Data below:

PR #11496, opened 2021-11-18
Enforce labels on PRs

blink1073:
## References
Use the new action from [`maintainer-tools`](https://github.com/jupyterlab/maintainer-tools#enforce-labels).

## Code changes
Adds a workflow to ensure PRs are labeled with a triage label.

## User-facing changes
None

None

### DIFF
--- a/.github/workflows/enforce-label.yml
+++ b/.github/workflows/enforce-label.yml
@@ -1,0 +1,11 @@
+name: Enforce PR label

End of Data.
Data below:

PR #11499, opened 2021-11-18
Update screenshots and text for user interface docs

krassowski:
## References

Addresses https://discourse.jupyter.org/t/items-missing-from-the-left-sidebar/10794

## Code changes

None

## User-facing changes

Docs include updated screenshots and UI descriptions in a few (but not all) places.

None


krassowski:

End of Data.

_Assignment_
Copy range, inclusive: the line holding "Use the new" to the line holding "Enforce PR label". Reproduce exactly those lines of the records above and no others.

_Response to the task_
Use the new action from [`maintainer-tools`](https://github.com/jupyterlab/maintainer-tools#enforce-labels).

## Code changes
Adds a workflow to ensure PRs are labeled with a triage label.

## User-facing changes
None

None

### DIFF
--- a/.github/workflows/enforce-label.yml
+++ b/.github/workflows/enforce-label.yml
@@ -1,0 +1,11 @@
+name: Enforce PR label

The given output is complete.